師(グル)の日

かつてサイババはこう語った。
『人生で、最初に出あう師は母である。
 次にひとは、父に会う。
 そうしてひとは、師に出あう』
師は弟子を導くが、どこを導くのかと問われ、サイババは答えた。
物質世界という名の迷宮を導くのだと。
ひとにはもちろん、さまざまなレベルの師がいるが、
究極の師は、ひとを精神性に導く師であろう。
私には中学一年のとき、そうした人が現れた。
彼は私に、最初にヨーガや瞑想を教えた人だったが、その関係性はそう長く続かなかった。
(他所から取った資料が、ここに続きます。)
PR #1327, opened 2023-01-14
Fixed: (Rarbg) Add slash to IndexerUrl, increase RateLimit to 5s

mynameisbogdan:
#### Database Migration
NO

#### Description
I don't think it's in fact 1req/2s like they say in `apidocs_v2.txt`, I think they also use something like `token bucket algorithm` with a span of a few minutes.

- ~~Let's increase the RateLimit to 5s and to retry when `rate_limit=1` is in the error response.~~
- log why the parser didn't find any results.

/cc @bakerboy448

### DIFF
--- a/src/NzbDrone.Core/Indexers/Definitions/Rarbg/RarbgParser.cs
+++ b/src/NzbDrone.Core/Indexers/Definitions/Rarbg/RarbgParser.cs
@@ -2,6 +2,7 @@ using System;
 using System.Collections.Generic;
 using System.Net;
 using System.Text.RegularExpressions;
+using NLog;
 using NzbDrone.Common.EnvironmentInfo;
 using NzbDrone.Common.Http;
 using NzbDrone.Core.Indexers.Exceptions;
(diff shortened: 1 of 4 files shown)


Qstick:
The retry on `rate_limit=1` is in fact what we had prior to this <https://github.com/Prowlarr/Prowlarr/commit/518c85dee2bf05ccc840c1e2f87ff696f77672af>. Which attempted to make the changes that rarbg admins wanted with our rate limit. The issue is they have some bugs in when they use `rate_limit=1` in some cases, as it's returned on normal 200 responses with results. So part of that was reversed here 5cc044aa8fbc7ba62d9c32442d8125b9b347d28a. The rate_limit=1 retry was not put back though, It's like fine to add this back, but we may want to check to see if it's an actual good response with `rate_limit=1` before we retry.

src/NzbDrone.Core/Indexers/Definitions/Rarbg/RarbgParser.cs
```diff
@@ -41,12 +44,17 @@ public IList<ReleaseInfo> ParseResponse(IndexerResponse indexerResponse)
...
-                    // No results, rate limit, or imdbid/tvdb not found
+                    if (jsonResponse.Resource.rate_limit is 1)
+                    {
+                        _logger.Debug("No results due to rate limiting.");
+                    }
+                    else
+                    {
+                        _logger.Debug("No results or imdbid/tvdb not found: error code {0}.", jsonResponse.Resource.error_code);
+                    }
+
```
Qstick, line 57: Would it be better to log out the text error they provide as well `jsonResponse.Resource.error`

Qstick (approved):

PR #1337, opened 2023-01-18
Fixed: (TorrentDay) Add freeleech only setting

### LINKED ISSUE #1335: TorrentDay Freeleech checkbox

Some of the other indexers such as TorrentLeech have a "Search freeleech only" checkbox.
When searching in Prowlarr using indexer TorrentDay it recognizes a freeleech flag, but there is no way to turn this on.

It would be helpful if I could have a freeleech option, so that I can run 2 versions of it, with different priority amounts to use with Sonarr. Not really a issue with Radarr since you can search with flags.
Thank you.

Couldn't think of anything other than searching manually, since it seems Sonarr is currently not supporting this.

### Anything else?

I honestly dont know how else to solve this. It might not even solve it, since I think priorities and scores work very differently. But since other indexers have this option, figured it could be easily implemented for this also.
Thank you

[AB#4751](https://dev.azure.com/Servarr/7ab38f4e-5a57-4d70-84f4-94dd9bc5d6df/_workitems/edit/4751)

mynameisbogdan:
#### Database Migration
YES - 25

#### Description
Adds freeleech only setting.

I don't have an account to verify, but according to user's screenshot it only needs `;free` added for FL only search even if Jackett has `;free=on`. 

https://github.com/Prowlarr/Prowlarr/issues/1335#issuecomment-1386381234

* Fixes #1335

### DIFF
--- a/src/NzbDrone.Core/Datastore/Migration/026_torrentday_cookiesettings_to_torrentdaysettings.cs
+++ b/src/NzbDrone.Core/Datastore/Migration/026_torrentday_cookiesettings_to_torrentdaysettings.cs
@@ -1,0 +1,14 @@
+using FluentMigrator;
+using NzbDrone.Core.Datastore.Migration.Framework;
+
+namespace NzbDrone.Core.Datastore.Migration
+{
+    [Migration(026)]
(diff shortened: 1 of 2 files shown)


Qstick (approved):
`;free` confirmed to work

PR #1341, opened 2023-01-18
New: Add apps minimum seeders per indexer

mynameisbogdan:
#### Database Migration
NO

#### Description
Sometimes the app's minimum seeders value isn't one size fits all for every indexer, so I think this would be a good addition to be able to set it per indexer if you'll like, with fallback to Sync profile's value.

### DIFF
--- a/src/NzbDrone.Core/Indexers/IndexerTorrentBaseSettings.cs
+++ b/src/NzbDrone.Core/Indexers/IndexerTorrentBaseSettings.cs
@@ -8,6 +8,10 @@ namespace NzbDrone.Core.Indexers
     {
         public IndexerTorrentSettingsValidator(double seedRatioMinimum = 0.0, int seedTimeMinimum = 0, int seasonPackSeedTimeMinimum = 0)
         {
+            RuleFor(c => c.AppMinimumSeeders).GreaterThan(0)
+                .When(c => c.AppMinimumSeeders.HasValue)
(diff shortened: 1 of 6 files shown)


src/NzbDrone.Core/Indexers/IndexerTorrentBaseSettings.cs
```diff
@@ -38,13 +42,16 @@ public class IndexerTorrentBaseSettings
     {
         private static readonly IndexerTorrentSettingsValidator Validator = new IndexerTorrentSettingsValidator();
 
-        [FieldDefinition(1, Type = FieldType.Textbox, Label = "Seed Ratio", HelpText = "The ratio a torrent should reach before stopping, empty is app's default", Advanced = true)]
+        [FieldDefinition(1, Type = FieldType.Number, Label = "Minimum Seeders", HelpText = "Minimum seeders required for the indexer to grab, empty is app's default", Advanced = true)]
```
bakerboy448, line 45: *Sync profile's default

Qstick:
One reason I've been a bit hesitant on this is that it implies that it will apply to all grabs for an indexer, when in reality it only applies to those that come from the apps (i.e. this has no effect on anything outside of app syncing). We should likely clarify that somehow.

bakerboy448:
`Synced App Minimum Seeders` is probably a bit wordy :/

Qstick (approved):

PR #1345, opened 2023-01-20
New: (Notification) Apprise

mynameisbogdan:
#### Database Migration
NO

#### Description
Notification integration with [Apprise](https://github.com/caronc/apprise).


Qstick:
This looks good! Nice addition. Is there anything we can do to retrieve acceptable values for Tags and StatelessUrls to make this a bit more user-friendly, or is that difficult to do from their API

Qstick:
> 

Manual is fine if we think that's the way to go. I'm unfamiliar with the API and setup, just throwing out the idea if it will help avoid user setup issues that we've seen with other providers.

Qstick:
If it makes more sense to leave tags as manual entry then I'm fine with it

Qstick (approved):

カトリックの修道士でもあった彼は、修院長の命により、
生徒に個人的にヨーガを教えることを諦めざるを得なかったのである。
最後に、私のために祈ると言ってくれた彼は、本当に祈ってくれたに違いない。
後にサイババに出あったとき、そのことをサイババが教えてくれた。
そして、それらの出来事を記した拙著『理性のゆらぎ』が世に出るひと月ほど前に、
彼は修道院のなかで、ひっそりと息をひきとっていたのだった。
サティア・サイババが今年逝去されたことは、
多くの人にとって驚きであったに違いない。
サイババが亡くなる前、聖者カードゥヴェリは、その予言のなかで、
サイババの魂がすでに世界のさまざまな場所を訪れ、祝福を与えていることや、
非常に近い将来、肉体の衣を脱ぐことを述べていたが、
同時に、次のようにも記していた。
『(そのような未来がわたしには見えるが)
 シヴァ神の御心はわたしの理解を超えているので……』
シヴァ神の御心は、未来を見通す聖者の理解すらも超えているとしても……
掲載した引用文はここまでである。